# Proxy/Gateway

## 102039

Hello,

in our company (approx. 120 windows clients) we want to replace our Kerio Winroute Firewall gateway/proxy-server with something linux(/gentoo) based. It is important that the solution has a proxy included because we only have a DSL connection to provide internet to our 120 windows clients.

I just have no idea for a concept yet. Which software to use (squid?) and how to implement it. So maybe anyone can suggest guides for a setup ?

----------

## radulucian

i guess that solution is so default that nobody bothered to answer yet.

here is what i sugest: use the default gentoo installation guide, add squid, then eventually add some filtering and content manager layers (search forums for options).
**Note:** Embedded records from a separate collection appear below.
PR #2814, opened 2025-05-21
[ANT-3092] Valeur par defaut des bornes des variables

JasonMarechal25:
- Continuous or Integer variables :
	-  lower bound default value is -inf
	- upperbound default value is +inf
- Boolean variables :
	- lower bound default value is 0 (false)
	- upper bound default value is 1 (true)

### DIFF
--- a/docs/user-guide/modeler/02-inputs.md
+++ b/docs/user-guide/modeler/02-inputs.md
@@ -141,7 +141,7 @@ models:
     - **variable-type**: `continuous`, `integer`, or `binary`
     - **lower-bound** _(optional)_: an [expression](#expressions) representing the lower bound of the variable. Must use scalars
       and/or parameters only. If missing, defaults to -inf for continuous and integer types, or 0 for binary.
-    - **upper-bound**: an [expression](#expressions) representing the upper bound of the variable. Must use scalars
+    - **upper-bound** _(optional)_: an [expression](#expressions) representing the upper bound of the variable. Must use scalars
       and/or parameters only. If missing default to +inf for continuous and integer type or 1 for binary.
 - **constraints** _(optional)_: a collection of "internal" optimization constraints set by the model
     - **id**: an ID for the constraint. Must be unique inside the scope of the model, and
--- a/docs/user-guide/modeler/02-inputs.md
+++ b/docs/user-guide/modeler/02-inputs.md
@@ -142,7 +142,7 @@ models:
     - **lower-bound** _(optional)_: an [expression](#expressions) representing the lower bound of the variable. Must use scalars
       and/or parameters only. If missing, defaults to -inf for continuous and integer types, or 0 for binary.
     - **upper-bound** _(optional)_: an [expression](#expressions) representing the upper bound of the variable. Must use scalars
-      and/or parameters only. If missing default to +inf for continuous and integer type or 1 for binary.
+      and/or parameters only. If missing, defaults to +inf for continuous and integer types, or 1 for binary.
 - **constraints** _(optional)_: a collection of "internal" optimization constraints set by the model
     - **id**: an ID for the constraint. Must be unique inside the scope of the model, and
       respect [these rules](#rules-for-ids).
--- a/docs/user-guide/modeler/02-inputs.md
+++ b/docs/user-guide/modeler/02-inputs.md
@@ -139,7 +139,7 @@ models:
     - **id**: an ID for the variable. Must be unique inside the scope of the model, and
       respect [these rules](#rules-for-ids).
     - **variable-type**: `continuous`, `integer`, or `binary`
-    - **lower-bound**: an [expression](#expressions) representing the lower bound of the variable. Must use scalars
+    - **lower-bound** _(optional)_: an [expression](#expressions) representing the lower bound of the variable. Must use scalars
       and/or parameters only. If missing, defaults to -inf for continuous and integer types, or 0 for binary.
     - **upper-bound**: an [expression](#expressions) representing the upper bound of the variable. Must use scalars
       and/or parameters only. If missing default to +inf for continuous and integer type or 1 for binary.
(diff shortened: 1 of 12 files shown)


src/solver/optim-model-filler/ComponentFiller.cpp
```diff
@@ -163,10 +163,25 @@ void ComponentFiller::addVariables(Optimisation::LinearProblemApi::ILinearProble
...
+            return Expressions::Visitors::EvaluationResult(defaultValue);
+        }
+        return evaluator.dispatch(node.RootNode());
+    };
     for (const auto& variable: component_.getModel()->Variables() | std::views::values)
     {
-        const auto& lb = evaluator.dispatch(variable.LowerBound().RootNode());
-        const auto& ub = evaluator.dispatch(variable.UpperBound().RootNode());
+        namespace SM = ModelerStudy::SystemModel;
+        const auto& lb = valueOrDefault(variable.LowerBound(),
```
pet-mit, line 177: is it possible to do this only once, when creating the model in the library ? I feel like if we do it here, we might have an avoidable overhead during runtime, since the same operations will be done for every component

pet-mit (changes requested):
can you update the documentation please ?

src/solver/optim-model-filler/ComponentFiller.cpp
JasonMarechal25: modelConverter.cpp:convertVariables would be the best candidate but at this point we only have expression so it depends if we already support -inf/+inf expressions

docs/user-guide/modeler/02-inputs.md
```diff
@@ -108,41 +124,59 @@ models:
...
+      scenario, or is the same for all scenarios.
 - **variables** _(optional)_: a collection of optimization variables that are defined for this model
-    - **id**: an ID for the variable. Must be unique inside the scope of the model, and respect [these rules](#rules-for-ids).
-    - **variable-type**: `continuous`, `integer`, or `binary` 
-    - **lower-bound**: an [expression](#expressions) representing the lower bound of the variable. Must use scalars and/or parameters only.
-    - **upper-bound**: an [expression](#expressions) representing the upper bound of the variable. Must use scalars and/or parameters only.
+    - **id**: an ID for the variable. Must be unique inside the scope of the model, and
+      respect [these rules](#rules-for-ids).
+    - **variable-type**: `continuous`, `integer`, or `binary`
+    - **lower-bound**: an [expression](#expressions) representing the lower bound of the variable. Must use scalars
```
pet-mit:
```suggestion
    - **lower-bound** _(optional)_: an [expression](#expressions) representing the lower bound of the variable. Must use scalars
```

docs/user-guide/modeler/02-inputs.md
```diff
@@ -108,41 +124,59 @@ models:
...
+      and/or parameters only. If missing default to -inf for continuous and integer type or 0 for binary.
```
pet-mit:
```suggestion
      and/or parameters only. If missing, defaults to -inf for continuous and integer types, or 0 for binary.
```

docs/user-guide/modeler/02-inputs.md
```diff
@@ -108,41 +124,59 @@ models:
...
+    - **upper-bound**: an [expression](#expressions) representing the upper bound of the variable. Must use scalars
```
pet-mit:
```suggestion
    - **upper-bound** _(optional)_: an [expression](#expressions) representing the upper bound of the variable. Must use scalars
```

docs/user-guide/modeler/02-inputs.md
```diff
@@ -108,41 +124,59 @@ models:
...
+      and/or parameters only. If missing default to +inf for continuous and integer type or 1 for binary.
```
pet-mit:
```suggestion
      and/or parameters only. If missing, defaults to +inf for continuous and integer types, or 1 for binary.
```

src/solver/optim-model-filler/ComponentFiller.cpp
pet-mit: ok then maybe add a TODO note here.
I think a +inf expression can be useful in the future in yml files

pet-mit (changes requested):

src/solver/optim-model-filler/ComponentFiller.cpp
JasonMarechal25: https://gopro-tickets.rte-france.com/browse/ANT-3255

src/solver/optim-model-filler/ComponentFiller.cpp
```diff
@@ -163,10 +163,25 @@ void ComponentFiller::addVariables(Optimisation::LinearProblemApi::ILinearProble
...
+                                        variable.Type() == SM::ValueType::BOOL
+                                          ? 0
+                                          : -std::numeric_limits<double>::infinity());
```
tbittar: @pet-mit  Shouldn't we define our own `infinity` ? As each solver may interpret it differently under the hood : for instance I think Xpress will put `1e20` whereas COIN something around `1e300`. This will result in different problems depending on the solvers and possibly behaviors that are solver-dependent

pet-mit: you're right.
@JasonMarechal25 you can use ILinearProblem::infinity() instead, which serves this purpose

pet-mit: FYI Google does not recommend / maintain MPSolver::solver_infinty() : https://github.com/google/or-tools/pull/4313

JasonMarechal25: We're already using infinity in a lot of other place though

pet-mit (approved):

flomnes (approved):

PR #2816, opened 2025-05-22
Remove SparseVector, remove data()[position]

flomnes:


JasonMarechal25:
Eigen provide a [Sparse vector](https://eigen.tuxfamily.org/dox/classEigen_1_1SparseVector.html), maybe it could be a good opportunity to introduce eigen ?

flomnes:
> Eigen provide a [Sparse vector](https://eigen.tuxfamily.org/dox/classEigen_1_1SparseVector.html), maybe it could be a good opportunity to introduce eigen ?

I removed `SpareVector`, since it wasn't really sparse. The only point was that it's size was unknown when starting to build the problem (number of matrix coefficients). The solution was to resize the vectors.

pet-mit (approved):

also, you might want to consider a nice firewall that supports routing (just in case) and i would sugest shorewall for this.

best way to see what is the best solution is to install it and start testing it. you will get caught in it really fast and you will get to your dream proxy in notime.

if you need more specific info just say preciselly what you need.

----------

## 102039

Is there already a software available which integrates a squid proxy in a complete firewall/gateway/proxy solution ?

----------

## think4urs11

 *Wurstteppich wrote:*   

> Is there already a software available which integrates a squid proxy in a complete firewall/gateway/proxy solution ?

 

please specify precisely what you mean/need, otherwise the most obvious answer would be 'brain + emerge'   :Rolling Eyes: 

All what you most probably need would be squid+iptables as a first start (plus configuration for both of course)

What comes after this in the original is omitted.